15 ore: Nutrizione in medicina: il cibo come farmaco, il farmaco estratto dalla natura

15 ore: Relazione e comunicazione medico-paziente

15 ore AREA ETICA e DEONTOLOGICA

5 ore: Storia e filosofia della medicina

5 ore: Bioetica

Secondo Anno. Lo studio della rotta

30 ore Area BIOFISICA

Concetti di medicina quantistica e loro applicazioni nella pratica medica

Studio delle metodiche di intervento basate sulla biorisonanza

Biofisica dell’acqua e del suono

30 ore Area BIOCHIMICA

Etnofarmacologia e fitochimica

Fitofarmacologia in psichiatria

50 ore Area PSICOLOGICA e ANTROPOLOGICA

Psicologia gestazionale e perinatale, psicologia dell’attaccamento

Psico traumatologia

Mente, cervello, corpo e coscienza

Neuroestetica

30 ore Area CLINICA

Placebologia

Oncologia

Gestione del paziente con disturbi funzionali

Gestione del paziente con patologie croniche e degenerative

Algologia

20 ore

AREA ETICA e DEONTOLOGICA

Storia e filosofia della medicina

Medicina legale e deontologia

Bioetica

Terzo Anno. Il viaggio

20 ore Area BIOFISICA

Studio delle metodiche di intervento basate sulla biorisonanza: dispositivi e applicazioni terapeutiche

Biofisica dell’acqua e del suono

30 ore Area BIOCHIMICA

Biochimica del microbiota

Fitofarmacologia e oncologia

Fitofarmacologia e immunologia

Psicofarmacologia e nutraceutica

40 ore Area PSICOLOGICA e ANTROPOLOGICA

Tanatologia

Tecniche di psicoterapia integrata

Tecniche ipnotiche in medicina

Tecniche a mediazione corporea integrate e loro applicazione in medicina  

40 ore Area CLINICA

Placebologia

Oncologia

Gestione del paziente con disturbi funzionali

Gestione del paziente con patologie croniche e degenerative

Algologia

30 ore

AREA ETICA e DEONTOLOGICA

Storia e filosofia della medicina

Medicina legale e deontologia

Bioetica

Saranno previste anche “lezioni” tenute da Pazienti Docenti, che porteranno il Loro vissuto, la Loro esperienza di malattia e guarigione, soprattutto in merito alla Relazione Medico-Paziente.
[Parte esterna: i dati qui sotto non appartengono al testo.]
PR #171, opened 2017-06-14
Upgrading to latest react

austburn:


src/Button.jsx
```diff
@@ -22,24 +23,25 @@ class Button extends React.Component {
 
   render() {
     let classes;
+    const { canonStyle, enabled, ...rest } = this.props;
```
austburn: would love some feedback on `...rest`

src/FormFieldValidationBlock.jsx
```diff
@@ -19,8 +20,8 @@ const FormFieldValidationBlock = (props) => {
 };
 
 FormFieldValidationBlock.propTypes = {
-  value: React.PropTypes.node,
-  inline: React.PropTypes.bool
+  value: PropTypes.oneOfType([PropTypes.string, PropTypes.bool]),
```
austburn: this was to meet requirements specified in the test https://github.com/rackerlabs/canon-react/pull/171/files#diff-863bbaf5f87cf22e969f1461c5f395c3R33

test/FormPopoverSpec.jsx
```diff
@@ -91,21 +92,26 @@ describe('FormPopover', () => {
...
-      [ popoverBody, popoverFooter ] = form.props.children;
-      [
-        errorIndicator,
-        submit,
-        additionalControls,
-        cancel,
-        additionalFooterContent,
-        processingIndicator
-      ] = popoverFooter.props.children;
+      let submitIndex, footerComponents, innerComponents;
```
austburn: Without a doubt the least straightforward of the test changes, most of this stems from the optional `additionalControls`/`additionalFooterContent` `props`. I played around with a couple different ways of making the decisions appear explicit... but with the smack dab in the middle of the `PopoverFooter`, things got a bit wonky.

austburn: I guess the biggest takeaway is that the tests for the most part didn't change and in some cases actually improved imo - see https://github.com/rackerlabs/canon-react/pull/171/files#diff-1ba8c3e7790dd15e89c0754cd374e08dR205.

test/FormSpec.jsx
```diff
@@ -1,75 +1,59 @@
...
   });
 
   it('adds a valid size class', () => {
-    renderWithProps({ size: 'xsmall', horizontal: false });
-    const form = renderer.getRenderOutput();
-
-    expect(form.props.className).toEqual('rs-form-xsmall');
-  });
-
-  it('does not add an invalid size classes', () => {
```
austburn: removed this test as it was basically testing `PropTypes`

src/Button.jsx
adampickeral: i approve of this method

demo/index.html
```diff
@@ -3,8 +3,8 @@
   <head>
     <link rel="stylesheet" type="text/css" href="https://eafdbc63c97ce6bec9ef-b0a668e5876bef6fe25684caf71db405.ssl.cf1.rackcdn.com/v1-latest/canon.min.css">
     <script type="application/javascript" src="https://eafdbc63c97ce6bec9ef-b0a668e5876bef6fe25684caf71db405.ssl.cf1.rackcdn.com/v1-latest/canon.min.js"></script>
-    <script src="https://fb.me/react-0.14.8.min.js"></script>
-    <script src="https://fb.me/react-dom-0.14.8.min.js"></script>
+    <script src="https://fb.me/react-15.5.4.min.js"></script>
```
adampickeral: it's already out of date! :trollface:

src/Button.jsx
adampickeral: you should also pull `className` and `hidden` out of here since they're being used in the `classes` snippet below

src/DetailsSection.jsx
```diff
@@ -18,7 +19,10 @@ class DetailsSection extends React.Component {
   }
 
   render() {
-    let { collapsible, isLoading } = this.props, { isCollapsed } = this.state;
+    let divProps = Object.assign({}, this.props), { isCollapsed } = this.state;
+    delete divProps.initialCollapsed;
+    delete divProps.onToggleCollapsed;
+    let { collapsible, isLoading, subtitle, ...rest } = divProps;
```
adampickeral: also need to get `title` and `children`

src/Button.jsx
```diff
@@ -23,26 +23,27 @@ class Button extends React.Component {
 
   render() {
     let classes;
-    const { canonStyle, enabled, ...rest } = this.props;
+    const { canonStyle, enabled, className, hidden, children, ...rest } = this.props;
+    delete rest.onClick;
```
adampickeral: you shouldn't need to delete this from rest because it'll get overwritten by the onClick definition on the element

src/DropdownItem.jsx
```diff
@@ -17,24 +17,23 @@ class DropdownItem extends React.Component {
   }
 
   render() {
-    const liProps = Object.assign({}, this.props);
-    delete liProps.hideCallback;
-    delete liProps.innerProps;
-    delete liProps.enabled;
+    const { enabled, innerProps, type, className, ...rest } = this.props;
+    delete rest.onClick;
```
adampickeral: same here, no need to delete onClick

Gruntfile.js
```diff
@@ -89,7 +89,7 @@ module.exports = function (grunt) {
           'test_bundle.js': ['test-built/**/*.js']
         },
         options: {
-          external: ['react/lib/ReactContext', 'react/lib/ExecutionEnvironment'],
+          external: ['react/lib/ReactContext', 'react/lib/ExecutionEnvironment', 'react/addons', 'react-addons-test-utils'],
```
ashimaathri: What are the addons for?

src/Button.jsx
```diff
@@ -22,25 +23,26 @@ class Button extends React.Component {
...
+        <button { ...rest } className={ classes } onClick={ this._handleClick.bind(this) }>
+          <span className='rs-cog'></span> { children } <span className='rs-caret'></span>
         </button>
       );
     }
 
     return (
-      <button {...this.props} className={classes} onClick={this._handleClick.bind(this)}>
-         {this.props.children}
+      <button { ...rest } className={ classes } onClick={ this._handleClick.bind(this) }>
```
ashimaathri: How did you know that not all of the attributes of the props object was used in a Button?

Gruntfile.js
austburn: So, some of the dependencies of `canon-react` have logic to support multiple versions of `react` over time, and they tend to perform conditional imports. This just tells `browserify` when you see and import with something in `external` (which are deprecated for the current version of `react`), don't worry about bundling them.

src/Button.jsx
ashimaathri: It looks like Button does take `canonStyle`, `enabled` and `hidden` which are not in `rest` right?

ashimaathri: Oh but this is a `button` not a `Button`

austburn: For most of these, I used the `propTypes` at the bottom of the file to determine what I pull out.

ashimaathri: Just checked https://facebook.github.io/react-native/docs/button.html#props. Looks good :+1:

src/DetailsSection.jsx
```diff
@@ -18,11 +19,22 @@ class DetailsSection extends React.Component {
...
+      title,
+      headers,
+      isLoading,
+      collapsible,
+      className,
+      subtitle,
+      children,
+      ...rest } = this.props;
+    delete rest.initialCollapsed;
+    delete rest.onToggleCollapsed;
```
ashimaathri: Why are these two props passed if they aren't used?

austburn: They're referenced above, but should not be passed to the `div` below.

src/DropdownItem.jsx
```diff
@@ -16,19 +17,22 @@ class DropdownItem extends React.Component {
   }
 
   render() {
+    const { enabled, innerProps, type, className, ...rest } = this.props;
+    delete rest.hideCallback;
```
ashimaathri: Same question for unused prop here

src/DetailsSection.jsx
ashimaathri: Would it be possible to pull them out from rest in the destructing step itself like
`{title, headers, initialCollapsed, ...rest} = this.props` or would the linter complain about unused variables?

ashimaathri: Just curious, no strong feelings either way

(Coordinatrice dei Pazienti-Docenti, autrice anche di un libro sulla sua esperienza di cura della fibromialgia, è Elsa Veniani)

Nel percorso formativo saranno presenti anche attività esperienziali e di tirocinio personale.

Proposta di Calendario Primo Anno: un weekend mese da gennaio 2020, pausa estiva nei mesi di luglio e agosto.